RV670 - almost all of R600 (and more) at half the size...
The Radeon HD 3800-series is based on AMD’s RV670 graphics processor. The architecture behind this chip is largely the same as the one behind the R600 chip for which it is replacing, but that’s not to say there haven’t been some changes made.
AMD took a risk with RV670, as it is the first GPU to be manufactured using a 55nm process node. In the case of RV670, AMD has utilised TSMC’s 55GT process node – the most cost effective of the 55nm processes which Taiwan Semiconductor Manufacturing Corp offers.
In reality, it wasn’t quite as big of a risk as one would first think. The reason I say this is that AMD has taken a familiar architecture, made a few enhancements and tweaks and then implemented it onto a new process node – this is something that Intel is doing with its CPUs in the tick-tock movement every other year. The 55nm process is an optical shrink of the more commonly-used 65nm process, which AMD is already familiar with as its RV630 and RV615 GPUs were fabbed on one of TSMC’s 65nm processes.
As a result of the process shrink, RV670 is a pretty small GPU by today’s standards, measuring up at just 192mm² and in that space there are only 666 million transistors. In comparison, R600 was a 700-million transistor monster which measured up at 408mm² – more than double RV670’s surface area. There’s a number of reasons for R670 being so much smaller, which we’ll outline over the course of this GPU analysis.
First and foremost, there are a total of 64 five-way superscalar shader processors or 320 stream processors if you want to talk in terms of execution units. These shader processors are arranged into four SIMD units with each one containing sixteen shader processors, or 80 stream processors.
This all sounds pretty familiar, right?
The reason it sounds familiar is that RV670 is a superset of R600 in terms of features - there are some differences, but they’re subtle.
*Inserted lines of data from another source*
PR #256, opened 2023-05-15
RANGER-4237: Add update_credentials.py to update usernames/passwords

kumaab:

Aims to replace existing scripts with update_credentials.py

Fixes the following:
* changepasswordutil.py exposes passwords while taking input, use getpass instead.
* unused imports
* RMI call to java may hang indefinitely in case the command doesn't complete, add a timeout(60s) instead.
* Redundant logging constructs
* Fix while loops for parsing user input
* Use argparse & getpass to parse input
* Avoid sys.exit(1) in function calls to be more reusable.
* migrate to python3
* Consolidate functionalities to the CredManager class.

## How was this patch tested?

Tested username and password updates on ubuntu successfully using docker.


mneethiraj:
@kumaab - existing utilities changepasswordutil.py and changeusernameutil.py allow parameters to be passed via command-line, which makes it easier to invoke these utilities from scripts. The new script seems to support only interactive input of parameters. I suggest to retain support for command-line parameters.

Also, removal of existing utilities would likely break deployment tools (like Ambari?). Consider updating existing scripts, instead of replacing them with a new one.

kumaab:
@mneethiraj 

Sure, will update review to support command-line for new usernames and passwords as well.

From @pradeepagrawal8184's comment in https://reviews.apache.org/r/73937/, it looks like ambari scripts are not used anymore/ ambari doesn't support python3. The new script also follows PEP-8 guidelines for naming conventions.

PR #258, opened 2023-05-20
RANGER-4247: auditPolicyEvaluators should be set before logging it

eubnara:

Initialize `auditPolicyEvaluators` before calling `init()`. It is necessary to log `auditPolicyEvaluators` when debug logging mode is enabled.

## How was this patch tested?

Manual tests on on-premise Hadoop cluster.


mneethiraj:
Merged in master and ranger-2.8 branches.

PR #273, opened 2023-07-13
RANGER-4314: Delete nonexistent user return error status code

coldestlin:

https://issues.apache.org/jira/projects/RANGER/issues/RANGER-4314?filter=allissues&orderby=created+DESC

check return user is null before continue the code process, in order to make response code as 400 instead of 404

## How was this patch tested?

manual tests


ramackri (approved):
@mneethiraj  I feel this fix make sense to port into master 
VXGroup vXGroup = xGroupService.populateViewBean(xXGroup); --> this check is not needed when xXGroup is null

ramackri (commented):
resolve the conflicts

mneethiraj (approved):

ramackri:
@mneethiraj It seems this PR can be merged

PR #280, opened 2023-08-30
RANGER-4385: Fix role filtering logic in RolePredicateUtil

IOrzo:

Fix role filtering logic in RolePredicateUtil

## How was this patch tested?

1. Create a new user with role USER in Ranger Admin
2. Create a role like this table

|Role Name|Users|Groups|Roles|
|-|-|-|-|
|role_second|test|--|role_first|

3. use this account to query through the role name parameter role_first


ramackri (approved):
cc >> @mneethiraj

PR #295, opened 2023-12-21
RANGER-4623:Change the http client of the knox plug-in to avoid conne…

upczsh:
…ctivity failure caused by SSL links.

The ranger plug-in client does not need SSL handshake when calling knox, so it is replaced with apache http client to solve the SSL handshake problem and adjust the knox interface.
The ranger knox test connection error is : 
Unable to retrieve any files using given parameters, You can still save the repository and start creating policies, but you would not be able to use autocomplete for resource names. Check ranger_admin.log for more info.

org.apache.ranger.plugin.client.HadoopException: Exception on REST call to KnoxUrl : https://xxx:8443/gateway/admin/api/v1/topologies..
javax.net.ssl.SSLHandshakeException: PKIX path building failed: sun.security.provider.certpath.SunCertPathBuilderException: unable to find valid certification path to requested target.
PKIX path building failed: sun.security.provider.certpath.SunCertPathBuilderException: unable to find valid certification path to requested target.

## How was this patch tested?
Click ranger knox service connectivity test, and pull down to view policy files, etc.
You can see it : https://issues.apache.org/jira/projects/RANGER/issues/RANGER-4623?filter=allissues

### DIFF
--- a/knox-agent/pom.xml
+++ b/knox-agent/pom.xml
@@ -102,6 +102,16 @@
             <version>${protobuf-java.version}</version>
         </dependency>
         <dependency>
+            <groupId>org.apache.commons</groupId>
+            <artifactId>commons-lang3</artifactId>
+            <version>${commons.lang3.version}</version>
+        </dependency>
+        <dependency>
+            <groupId>org.apache.commons</groupId>
+            <artifactId>commons-compress</artifactId>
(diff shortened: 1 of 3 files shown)


upczsh:
Requesting review for this PR.
@kumaab @bhavikpatel9977 @mneethiraj

PR #308, opened 2024-03-28
RANGER-4762:Prevent duplicate values for resource while validating policy

fateh288:
Previously: Via REST, policy creation possible when duplicate values specified for a resource as a list e.g. for a resource, multiple dbs can be mentioned like db:[test_db1,test_db1] and this policy is considered different from a policy already created for the resource [test_db1]
The same scenario is already prevented by Ranger UI as it prevents duplicate values for a resource (in a given policy)

After this patch: Error is thrown for duplicate resource values like [test_db1,test_db1] - {"statusCode":1,"msgDesc":"(0) Validation failure: error code[3056], reason[Values for the resource=database contained a duplicate value=test_db1. Ensure all values for a resource are unique], field[resource-values], subfield[database], type[semantically incorrect] "}

## How was this patch tested?

Unit tests added for the scenario
Manually tested via REST end points for policy creation that duplicate resource values for a resource throws above error.


kulkabhay (approved):

fateh288:
The changes have been merged : https://github.com/apache/ranger/commit/ffda775366ac8ac8a6869991dbab5e12d307a423

PR #310, opened 2024-04-17
RANGER-4776: SolrAuditDestination uses local SSLContext instead of se…

turcsanyip:
…tting the system-wide default

In order to avoid setting the system-wide `SSLContext` in `SolrAuditDestination` (which may affect other components running in the same JVM negatively), use Solr's `HttpClientUtil.setSocketFactoryRegistryProvider()` to pass the `SSLContext` to the Solr client locally.

## How was this patch tested?

We use the Ranger Plugin in Apache NiFi.
Before the change, Azure components in NiFi failed with "unable to find valid certification path to requested target" error.
After the change, the Ranger - Solr connection still works and the Azure components can also access the needed certificate in the system default truststore (cacerts).


mneethiraj:
@rameeshm  - can you please review this update?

For example, the subtlety in RV670’s shader core is that AMD has added support for DirectX 10.1 into the equation. We’ll come back to DirectX 10.1 in more detail in a couple of pages, but it’s the most important overhaul in the shader core and in simple terms, it helps to standardise a lot of the features that didn’t quite make it into DirectX 10.
Of the five instruction units in each superscalar shader processor, there are four units which can handle a limited number of instructions (FP MAD, FP MUL, FP and INT ADD along with dot product calculations too) per clock cycle. RV670 adds in double precision capabilities which can be done at quarter speed, although there’s no exposure for this in current 3D graphics APIs. For what it’s worth, it’s exposed via AMD’s CTM SDK and therefore can be used for GPGPU workloads.
RV670 flow diagram - it looks familiar, doesn't it?
The fifth unit in each shader processor can’t handle dot products, integer ADD commands or double precision, but can handle more types of instructions than the thinner units – these include things like integer multiply and division, along with bit shifting, and transcendental commands like SIN, COS, LOG, and so on. All of the shader operations are done with 32-bit precision.
Additionally, there’s also one final ALU in R600/RV670 shader processor design, on top of the five shader units. This is used for branch execution, which means it handles flow control and conditional operations. Back when AMD launched R600, it said that this unit would almost eliminate the flow control performance overheads.